Were the original members people who had already been publishing?

Tom: Yeah, most had already been published artists. In the case of Melissa Standish, she had been Xeroxing her comic strips and putting them up on walls. That impressed me. Here's someone who deserved to be published. Yeah, they were working cartoonists. And of the original members, there's 3 of us left. Brian Comber, Laurie, and me were all at that original meeting fighting about what our name would be. Over the years, a lot of the Hector members have quit; some in a rage, frustrated at the way we do things. Others just tend to drop out and we lose touch with them.

Craig: Or they just stop sending work, we don't hear from them, and they're not invited back.

Tom: That's more of the case for people who are trying to develop into members. Most of the people who quit do it the way Harry did it, throwing stuff on the ground and saying "I quit!" and stomping on it.

Given the transitional nature of groups like this, especially with the rotating membership, why do you think Hector has survived for so long?

Craig: My feeling is Hector's survival is due to there being 1 or 2 core people who have nothing better to do with their lives. That would be Tom Motley.

Tom: Am I 1 or 2?

Craig: You're enough for 2. Someone like Laurie Murphy is simply around the arts scene for so long in Denver and doesn't move away. Brian's the same way, and if you tend to be around Denver for any length of time you're in most of the ongoing groups to survive. You become a member that gets drawn in or you create the group yourself because you're committed to being in Denver. Through inertia, I don't know.

Would you say it's the force of will of those few people that keeps it together?

Tom: Everybody's looking at me!

LoRe: Tom needs someone to boss around.

Tom: I'm one of those control freaks who likes to boss people around.

LoRe: It's kind of an honor to be in Hector. Even though we may be published in other places, it's a way of living your art. It's a lot of work.

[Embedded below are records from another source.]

PR #751, opened 2021-02-05
Set a min-height on chart containers when loading charts after a filter change

### LINKED ISSUE #724: Set min-height on charts to prevent the page from jumping on filter change
When we change a filter, and the FE needs to fetch new data, the charts show their loading indicator which has a smaller height than the charts themselves. This causes the page to jump around quite a bit. Set the min-height on the chart containers such that the height does not change while the new data is loading.

**Additional context**

daschi:
## Description of the change

Since we will soon be loading new data on certain filter changes, the varying heights of the loading states cause the page to jump around. This PR fixes that by adding a hook, `useContainerHeight`, which returns a ref for the chart's container, and the height of the chart container after it mounts. It also adds a new component, `LoadingChart`, which wraps the `Loading` component with a div that has the chart's container height.

Until #728 is merged, the charts will not re-load on every filter change. To be able to test this PR locally, you can add the following to the `BaseDataStore` constructor (or each individual data store) to test this interaction:

This reaction will toggle isLoading every time the filters change.

```
reaction(
      () => this.filters,
      () => {
        this.isLoading = true;
        setTimeout(() => {
          this.isLoading = false;
        }, 2000);
      }
    );
```  

## Type of change

## Related issues

> Closes #724

### Development

### Code review


src/components/charts/new_revocations/RevocationsOverTime.js
```diff
@@ -47,9 +48,10 @@ const RevocationsOverTime = () => {
   const { filters, dataStore } = useRootStore();
   const store = dataStore.revocationsOverTimeStore;
   const chartId = `${translate("revocations")}OverTime`;
+  const { containerHeight, containerRef } = useContainerHeight();
 
   if (store.isLoading) {
-    return <Loading />;
+    return <LoadingChart containerHeight={containerHeight} />;
```
jovergaag, line 54: I'm getting a console warning for this chart on initial load:

Screen Shot 2021-02-05 at 1 24 45 PM

src/components/charts/new_revocations/RevocationsByDimension/RevocationsByDimension.js
```diff
@@ -63,32 +65,34 @@ const RevocationsByDimension = ({
...
-      })}
-      modeSwitcher={
-        modes.length ? (
-          <ModeSwitcher mode={mode} setMode={setMode} buttons={modeButtons} />
-        ) : null
-      }
-      classModifier={chartId}
-      dataExportLabel={dataExportLabel}
-    />
+    <div ref={containerRef}>
```
jovergaag, line 68: Its nice that the by dimension charts maintain their size after a filter change, can we expand that to also include when changing from one chart to another? I know the chart size will change once the new chart is rendered because each chart is slightly different, but maybe the container can hold the size of the old chart, with the loading spinner, until the new chart is ready to be rendered?

jovergaag (commented):
Your thoughts on the `RevocationsByDimension` charts?

src/components/charts/new_revocations/RevocationsByDimension/RevocationsByDimension.js
daschi: Soo I looked into this a bit and the answer is yes -- but it will require a bit of restructuring and it involves using [a feature of `mobx-react-lite` that might become deprecated at some point ](https://github.com/mobxjs/mobx/issues?q=is%3Aissue+forwardref+) (though hopefully the new version should still support this, just in a different way).

I think we could get this UI effect by using `forwardRef` and forwarding the ref from the parent `RevocationCharts` component. Then the `containerHeight` would hold onto its value across the different chart renders. We would also need to move the `LoadingChart` and `Error` components into each of the dimension charts

Because of how `mobx-react-lite` and `forwardRef` work (or really don't work) together, this is how each of those dimension components will look:

```
const RevocationsByRiskLevel = observer(
  ({ containerHeight, timeDescription }, ref) => {
    const dataStore = useDataStore();
    const { revocationsChartStore } = dataStore;
    
    if (revocationsChartStore.isLoading) {
      return <LoadingChart containerHeight={containerHeight} />;
    }

    if (revocationsChartStore.isError) {
       return <Error />;
    }

    return (
      <div ref={ref}>
        <RevocationsByDimension {...all the props...} />
      </div>
    );
  },
  { forwardRef: true }
);
```

It's getting late on the east coast, so let me know what you think and I can work on implementing it next Monday!

daschi:
@jovergaag This is ready for another review! I updated it so that it maintains the height between filter changes & fetches!

jovergaag (approved):
:box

Craig: And that's definitely part of it. After you get your work done and the art is published, either locally or elsewhere, you feel like you've really accomplished something. The nice thing is since we're a cooperative we've shared some of the work, so you feel like you've accomplished something and it keeps you coming back for more. Even if it does take 3 or 4 years to accomplish something grandiose or significant in your own mind.

What measure of success would you say Hector has achieved over the years? Not necessarily through wide distribution, but in other ways as well.

Craig: I'd say it's in publications that are unusual for one reason or another.

Tom: Yeah, we've managed to market our work far and wide. We'd like to do it more and on a regular basis. Over the years we've given a couple of weekly papers work. They'll run us for a year or so and then drop us. But that's nice to be published on a regular basis. As far as the creative thing, I like the idea of passing cartoons around and having people laugh and working around the room and new challenges. I think we've taken some steps toward developing a new kind of comic strip. That was always the goal; at least for me, for some of the members it really isn't. But I think we have done some things with cartoons that haven't been seen before. Brian's a pretty good example of an utterly non- traditional comic strip, introducing fine art styles. Actually one of the fights we've had with cartoonists we've invited to join us and who turned us down, is with people who see what we are and object to everything we stand for. The question is, "Should there be a higher level of art and literature in comic strips or are comics just fine the way they are?"